[[ SUPPLIED DATA, beginning ]]

Issue #110, opened 2026-06-03
perf(operation): decouple GEMM parallel granularity from the mc cache block


Ravenwater:
All parallelism in the native blocked GEMM comes from the **ic** loop, so the number of parallel work units is exactly `nib = ceil(m / mc)`. That makes **`mc` both the L2 cache-blocking parameter and the unit of parallel decomposition**, with no independent control — growing it for cache reasons directly starves the thread decomposition.

This is what now limits parallel efficiency at the physical-core count. It is *not* the original diagnosis of this ticket (persistent pool + multi-loop parallelism); that work has since landed — see [History](#history) below.

## Current state (i7-12700K, fp64, N=2048, 8 P-cores, pinned)

| T | GFLOP/s |
|---:|---:|
| 1 | 57.83 |
| 2 | 112.56 |
| 4 | 209.28 |
| 8 | 367.51 |

**6.36× / 79% efficiency**, against OpenBLAS 7.14% / 89% and BLIS 7.39× — BLIS scales best, which is notable since it is the multi-loop design being emulated.

## Why the ic loop is the only source of parallelism

Real blocking parameters for the `native-fast` build (Highway, SIMD width 4):

```
mr=4  nr=8  kc=256  mc=64  nc=4096      packA = 0.13 MB   packB = 8.39 MB
```

`nc = 4096`, so the whole n dimension fits in **one** jc block for every square size up to 4096:

| N | ic-blocks | jc-blocks | grid at T=2 / 4 / 8 |
|---|---:|---:|---|
| 512 | 8 | **1** | 2×1, 4×1, 8×1 |
| 1024 | 16 | **1** | 2×1, 4×1, 8×1 |
| 2048 | 32 | **1** | 2×1, 4×1, 8×1 |
| 4096 | 64 | **1** | 2×1, 4×1, 8×1 |
| 8192 | 128 | 2 | 2×1, 4×1, 8×1 |

The `ic_nt × jc_nt` grid machinery exists and is correct, but jc parallelism is **structurally unavailable** at these sizes. (At N=8192, where `njb = 2`, the fill-ic-first policy still takes the whole budget for ic — a secondary issue.)

## The measurement that identifies the coupling

`hw_traits` describes a Haswell core (256 KB L2) while the i7-12700K P-core has 1.25 MB. Correcting only the L2 term moves `mc` from 64 to 320 — and makes performance **worse**:

| | T=1 | T=2 | T=4 | T=8 | speedup | efficiency |
[...]

PR #350, opened 2026-08-03
docs(benchmarks): refresh the i7-12700K threaded measurements after #348

Ravenwater:
Relates to #110. Follow-up to #348, which left the committed scaling data and result page stale.

## Refreshed: GEMM scaling (N=2048, all four backends re-run together)

| T | native-fast | blis | openblas | mkl |
|---:|---|---|---|---|
| 1 | 55.5 (1.00×) | 71.1 (1.00×) | 73.4 (1.00×) | 75.0 (1.00×) |
| 2 | 111.6 (2.01×) | 141.6 (1.99×) | 146.4 (1.99×) | 147.0 (1.96×) |
| 4 | 216.1 (3.90×) | 276.8 (3.89×) | 287.2 (3.91×) | 288.1 (3.84×) |
| 8 | **401.8 (7.24×)** | 520.9 (7.33×) | 525.5 (7.16×) | 539.4 (7.19×) |

**native-fast now scales better than OpenBLAS and MKL** — 7.24× / 90.5% efficiency against 7.16× / 89.5% and 7.19× / 89.9%. Only BLIS leads, at 7.33×.

All four were re-run in the same pass so they stay comparable, even though only native-fast changed.

**The headline is the ratio, not the speedup.** native-fast throughput relative to OpenBLAS is **75.5% at one thread and 76.4% at eight** — essentially identical, where it previously degraded from ~80% to ~62% as threads were added. Threading is no longer what separates them; the remainder is the single-core kernel gap (#82).

## Refreshed: #297 kernel families

`gemm_rect` and `ewise` route through the same blocked GEMM and moved with it:

| family | before | after |
|---|---|---|
| `gemm_rect` | 6.43× | **7.07×** |
| `ewise` | 5.13× | **7.12×** |

`lu`, `qr`, `chol` and `sparse` moved only within noise.

## Deliberately not re-run

The single-threaded `blas_` / `lapack_` sweeps and the sparse scoreboards. #348 touches only the parallel region, and the serial path measured 57.83 → 57.30 GFLOP/s — noise. Re-running would churn the committed CSVs without adding information.

That makes the page's original claim — *"Measured 2026-08-01 in a single session: every figure below comes from the same set of builds"* — no longer true, so it is replaced with a **Provenance** paragraph stating which sections come from which date and why the rest were left alone. Quietly leaving the old sentence in place would have been the easy option and the wrong one.

I also corrected a sentence asserting per-thread sparse wall clocks (230 s, 230 s, 227 s) that **this** pass did not re-time; it is now attributed to the run that did measure them, rather than presented as current.

## Layout

Figures regenerated into `docs/img/benchmarks/intel-i7-12700k/` per the per-system layout introduced in #345, and `benchmarks/data/gemm_scaling.png` (referenced by `data/README.md`) refreshed alongside. The orphaned top-level figures from the pre-#345 layout are already gone.

## Verification

`npm run build` — 44 pages, all four i7 figures resolving to `/mtl5/img/benchmarks/intel-i7-12700k/…`, refreshed numbers present in the built HTML.

## Summary by CodeRabbit

* **Documentation**
  * Updated benchmark results to distinguish single-threaded and threaded measurements.
  * Revised multi-core GEMM, rectangular, elementwise, and sparse-operation performance figures.
  * Updated conclusions on scaling behavior and comparisons with OpenBLAS.


Ravenwater:
Both findings addressed in `06568ba`. Both were correct, and the first one caught a genuine error rather than a wording issue.

### 1. `ewise` attribution — wrong, and the correction matters

I wrote that `gemm_rect` and `ewise` both improved "with the parallel B pack (#348) — both route through the same blocked GEMM". That is false for `ewise`. Checking `bench_ewise`:

```cpp
// Vectors: y = a + b ...
auto t = measure([&]{ c = a + b; sink += c(n - 1); }, ...);
// Matrices: C = A + B (row-parallel sweep)
```

Pure element-wise addition through `detail::parallel_ewise`, with **zero** references to `mult` or `gemm` anywhere in the function. #348 cannot have caused its 5.13× → 7.12× move.

`gemm_rect`'s improvement stands — it genuinely does route through the blocked GEMM. The `ewise` change is now recorded as **unattributed**: these are bandwidth-bound measurements and the honest statement is "treat as run-to-run variation until something isolates it", not a made-up mechanism. Inventing a plausible cause for a number I had not traced is exactly the failure this review caught.

### 2. Provenance vs the committed data

Also correct. The note offered *"57.83 → 57.30 GFLOP/s at one thread"* as evidence the serial path is unchanged, but those came from the **#348 verification runs in a different session** — the committed sweep records **55.46** for the same configuration (N=2048, T=1, one P-core). Quoting unsourced numbers next to a table that says 55.5 is confusing.

The argument now rests on the code fact — the serial path bypasses the threaded region entirely, so #348 cannot touch it — and the three `T = 1` figures (57.83, 57.30, 55.46) are presented together as a **bound on session-to-session variation (~4%)** rather than as a before/after. That is more useful anyway: it tells a reader what spread to discount.

### The same problem in `data/README.md`

Following the metadata thread found it there too. `Run date | 2026-08-01 (all files below, one session)` stopped being true the moment the threaded CSVs were re-measured on 08-03. It now states which files come from which date, and notes that the four GEMM-scaling backends remain comparable **with each other** because they were re-run together — which is the property that actually matters for that table.

`npm run build`: 44 pages, unchanged.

[[ SUPPLIED DATA, end ]]

◆ HOW TO COMPLETE THIS TASK:
Locate the lines above that contain "performance" and copy them.

◆ OUTPUT OF THE EXERCISE:
`hw_traits` describes a Haswell core (256 KB L2) while the i7-12700K P-core has 1.25 MB. Correcting only the L2 term moves `mc` from 64 to 320 — and makes performance **worse**:
  * Revised multi-core GEMM, rectangular, elementwise, and sparse-operation performance figures.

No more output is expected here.